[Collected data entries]
━━━━━━━━━━
PR #4063, opened 2024-05-18
Fix several bugs relating to OID encoding and decoding

### LINKED ISSUE #4023: Invalid BER decoding of OIDs
Hi, we've found an issue with Botan's BER decoding of OIDs.

The byte sequence `0x06 0x02 0x79 0x01` should yield the OID `2.41.1`. However, Botan decodes it as `3.1.1`. _Please note_ that `3.1.1` is explicitly forbidden by the standard (see [ITU-T X.660 Annex A.2](https://www.itu.int/rec/T-REC-X.660/en)). 

According to the standard, the first "byte" is encoded by multiplying the first _object identifier component_ by 40 and adding the second _object identifier component_: `2 * 40 + 41 = 121 (0x79)` (see [ITU-T X.690 Section 8.19.4](https://www.itu.int/ITU-T/studygroups/com17/languages/X.690-0207.pdf)). When decoding this byte, Botan interprets this as `3 * 40 + 1`. For arc `0` and `1` only subidentifiers up to `39` are allowed (they couldn't be distinguished otherwise) (see [ITU-T X.660 Section 7.6](https://www.itu.int/rec/T-REC-X.660/en)). For arc `2`, there's no such limitation.

Furthermore, Botan does treat the first byte as a single byte. That is another issuer: The valid OID [`2.999.1234`](http://oid-info.com/get/2.999) cannot be encoded/decoded by Botan. For this to work, Botan must use the same _variable length encoding_ (bit 8 set to 1) for the first "byte" (see [ITU-T X.690 Section 8.19.2](https://www.itu.int/ITU-T/studygroups/com17/languages/X.690-0207.pdf)).

Helpful Links:
- https://misc.daniel-marschall.de/asn.1/oid-converter/online.php
- https://misc.daniel-marschall.de/asn.1/oid_facts.html

randombit:
The handling for OID encoding did not correctly handle OIDs that begin with 2.x where x >= 40.

Fixes #4023


jdoubleu (commented):
Looks good overall 👍.

I'm not sure if it helps to clarify, that Botan only really supports OIDs in the context of X.503v3 certificates. In theory OIDs can have _infinitely_ large components, while RFC5280 (Appendix B) restricts them to only 28 bits.

I think _negative_ tests would be beneficial as well: Using invalid encodings and seeing what happens (hopefully an exception). I found some test vectors on this page: https://misc.daniel-marschall.de/asn.1/oid_facts.html#chap3

src/lib/asn1/asn1_oid.cpp
```diff
@@ -11,15 +11,27 @@
...
 
 namespace {
 
+void oid_valid_check(std::span<const uint32_t> oid) {
+   BOTAN_ARG_CHECK(oid.size() >= 2, "OID too short to be valid");
+   BOTAN_ARG_CHECK(oid[0] <= 2, "OID root out of range");
+   BOTAN_ARG_CHECK(oid[1] <= 39 || oid[0] == 2, "OID second arc too large");
+   // This last is a limitation of using 32 bit integers when decoding
+   // not a limitation of ASN.1 object identifiers in general
+   BOTAN_ARG_CHECK(oid[1] <= 0xFFFFFFAF, "OID second arc too large");
```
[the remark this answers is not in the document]
randombit: It's `(2**32-1) - 80` which ensures that we can hold the combined first + second in a single `uint32_t`

randombit:
> I'm not sure if it helps to clarify, that Botan only really supports OIDs in the context of X.503v3 certificates. In theory OIDs can have infinitely large components, while RFC5280 (Appendix B) restricts them to only 28 bits.

Indeed. In the short term we can't fix this because we have some APIs (which become deprecated in this PR) which return the OID components as 32 bit integers. So it's not possible for us to support anything larger that this in the meantime.

> I think negative tests would be beneficial as well:

Good point thanks, I'll add this.

src/lib/asn1/asn1_oid.cpp
```diff
@@ -194,35 +210,73 @@ void OID::decode_from(BER_Decoder& decoder) {
...
-            break;
+            if(!more) {
+               return std::make_pair(data, b);
+            }
          }
+         throw Decoding_Error("Truncated OID value");
+      }
+   };
+
+   std::span<const uint8_t> span(obj.bits(), obj.length());
```
reneme, line 252: Side note: I think it would be good to have `BER_Object::data() -> std::span<const uint8_t>` here.

src/lib/asn1/asn1_oid.cpp
```diff
@@ -194,35 +210,73 @@ void OID::decode_from(BER_Decoder& decoder) {
...
-
-   if(length < 2 && !(length == 1 && bits[0] == 0)) {
+   if(obj.length() == 0) {
       throw BER_Decoding_Error("OID encoding is too short");
    }
 
-   m_id.clear();
-   m_id.push_back(bits[0] / 40);
-   m_id.push_back(bits[0] % 40);
+   auto consume = [](std::span<const uint8_t> data) -> std::pair<std::span<const uint8_t>, uint32_t> {
```
reneme, line 217: IMHO this is a good use case for a `BufferSlicer&` and letting `consume` call `BufferSlicer::take_byte()` as often as needed.  That would remove most of the buffer bookkeeping from the implementation in `consume` and also simplify the return type to just a `uint32_t`.

src/lib/asn1/asn1_oid.cpp
```diff
@@ -194,35 +210,73 @@ void OID::decode_from(BER_Decoder& decoder) {
...
-
-         if(!(bits[i] & 0x80)) {
-            break;
+            if(!more) {
+               return std::make_pair(data, b);
+            }
          }
+         throw Decoding_Error("Truncated OID value");
+      }
+   };
```
reneme, line 250: Let me take the liberty to propose an alternative implementation for `consume` that uses `BufferSlicer&` and has a (IMHO) simpler control flow:

```C++
   auto consume = [](BufferSlicer& data) -> uint32_t {
      BOTAN_ASSERT_NOMSG(!data.empty());
      uint32_t b = data.take_byte();

      if(b > 0x7F) {
         b &= 0x7F;

         // Even BER requires that the OID have minimal length, ie that
         // the first byte of a multibyte encoding cannot be zero
         // See X.690 section 8.19.2
         if(b == 0) {
            throw Decoding_Error("Leading zero byte in multibyte OID encoding");
         }

         while(true) {
            if(data.empty()) {
               throw Decoding_Error("Truncated OID value");
            }

            if((b >> (32 - 7)) > 0) {
               throw Decoding_Error("OID component overflow");
            }

            const auto next = data.take_byte();
            b <<= 7;
            b |= (next & 0x7F);

            if(const bool more = (next & 0x80); !more) {
               break;
            }
         }
      }

      return b;
   };
```

src/lib/asn1/asn1_oid.cpp
```diff
@@ -194,35 +210,73 @@ void OID::decode_from(BER_Decoder& decoder) {
...
+
+   std::span<const uint8_t> span(obj.bits(), obj.length());
+   std::vector<uint32_t> parts;
+   while(!span.empty()) {
+      auto [subspan, comp] = consume(span);
+      span = subspan;
```
reneme, line 256: Here's the invocation of `consume` that uses `BufferSlicer&` (as suggested above):

```suggestion
   BufferSlicer data({obj.bits(), obj.length()});
   std::vector<uint32_t> parts;
   while(!data.empty()) {
      const auto comp = consume(data);
```

reneme (approved):
Thanks for taking this on! Looks good to me, too. I added a few nits and a potential control flow simplification for the decoder.

src/lib/asn1/asn1_oid.cpp
```diff
@@ -159,28 +170,33 @@ void OID::encode_into(DER_Encoder& der) const {
       throw Invalid_Argument("OID::encode_into: OID is invalid");
```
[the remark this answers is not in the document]
randombit: Unfortunately with how the ASN.1 library works right now any type you decode has to be default constructable. :/

src/lib/asn1/asn1_oid.cpp
```diff
@@ -81,24 +93,29 @@ OID OID::from_string(std::string_view str) {
...
+   } catch(...) {}
 
    throw Lookup_Error(fmt("No OID associated with name '{}'", str));
 }
 
+OID::OID(std::initializer_list<uint32_t> init) : m_id(init) {
+   oid_valid_check(m_id);
+}
+
+OID::OID(std::vector<uint32_t>&& init) : m_id(init) {
```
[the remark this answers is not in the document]
randombit: Yeah tbh I'm not sure what the rvalue is doing here. I'll deprecate this.

It's less critical to deprecate the constructors, wrt supporting longer OID components - 99.99% of the time every OID component fits in to a 32 bit integer just fine, and constructing an OID on that basis is sound. The problem with the accessors is that they assume anything we just decoded must also fit into 32 bit integers, which causes the problem.

In the future I expect we'll hold OID components using something like `std::variant<uint32_t, std::vector<uint8_t>>` - if it fits into 32 bits use that, otherwise bump in to a variable length integer stored on the heap. But of course the current accessors are not compatible with this.

src/lib/asn1/asn1_oid.cpp
randombit: I seem to recall adding exactly this recently, and went looking for which open PR of mine had it but it seems to have gotten lost ¯\_(ツ)_/¯

I'll add it here.

src/lib/asn1/asn1_oid.cpp
randombit: :+1:

src/lib/asn1/asn1_oid.cpp
randombit: I tweaked the control flow a bit but yeah `BufferSlicer` simplifies things here

src/lib/asn1/asn1_oid.cpp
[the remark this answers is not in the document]
randombit: (I'm working on a new ASN.1 library but this is a very long term project, Botan 4 at earliest)

reneme (approved):

jdoubleu:
Thanks for fixing this! 👏

PR #4070, opened 2024-05-24
FIX: some code smells found by clang-tidy

reneme:
Introduced in the example code of #4043.

### DIFF
--- a/src/examples/tls_ssl_key_log_file.cpp
+++ b/src/examples/tls_ssl_key_log_file.cpp
@@ -24,8 +24,8 @@
    #include <sys/socket.h>
 #endif
 
-#define SERVER_PORT 5060
-#define CLIENT_PORT 5070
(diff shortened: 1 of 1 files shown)


randombit (approved):
Thanks

Are we not running `clang-tidy` on the examples in CI?

reneme:
> Are we not running clang-tidy on the examples in CI?

Fixed here: https://github.com/randombit/botan/pull/4075/commits/17dd83ccaf14a4ecfbb7e290d0d09bf5a322181f
Problem was, that the CI's `clang-tidy` job did not enable 'examples' in the build configuration (among other things). The `run_clang_tidy.py` is consulting `compile_commands.json` for files to be evaluated: which only lists files in components that were actually enabled in the build configuration. Therefore, examples were not clang-tidy'ed in CI before.

PR #4072, opened 2024-05-24
Fix Python wrapper when X509 cert or CRL parsing fails

randombit:
In Python __del__ is called even if __init__ fails with an exception. In the X509 objects, if parsing failed, then __obj would remain unset. This would then cause another exception in __del__ due to the failed member access. This would be ignored by Python, but it causes a warning to be printed.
━━━━━━━━━━
Your assignment
The lines above, from the start of the records through the one containing "According to the", are to be printed exactly, and nothing else is to be included.

Problem solution
PR #4063, opened 2024-05-18
Fix several bugs relating to OID encoding and decoding

### LINKED ISSUE #4023: Invalid BER decoding of OIDs
Hi, we've found an issue with Botan's BER decoding of OIDs.

The byte sequence `0x06 0x02 0x79 0x01` should yield the OID `2.41.1`. However, Botan decodes it as `3.1.1`. _Please note_ that `3.1.1` is explicitly forbidden by the standard (see [ITU-T X.660 Annex A.2](https://www.itu.int/rec/T-REC-X.660/en)). 

According to the standard, the first "byte" is encoded by multiplying the first _object identifier component_ by 40 and adding the second _object identifier component_: `2 * 40 + 41 = 121 (0x79)` (see [ITU-T X.690 Section 8.19.4](https://www.itu.int/ITU-T/studygroups/com17/languages/X.690-0207.pdf)). When decoding this byte, Botan interprets this as `3 * 40 + 1`. For arc `0` and `1` only subidentifiers up to `39` are allowed (they couldn't be distinguished otherwise) (see [ITU-T X.660 Section 7.6](https://www.itu.int/rec/T-REC-X.660/en)). For arc `2`, there's no such limitation.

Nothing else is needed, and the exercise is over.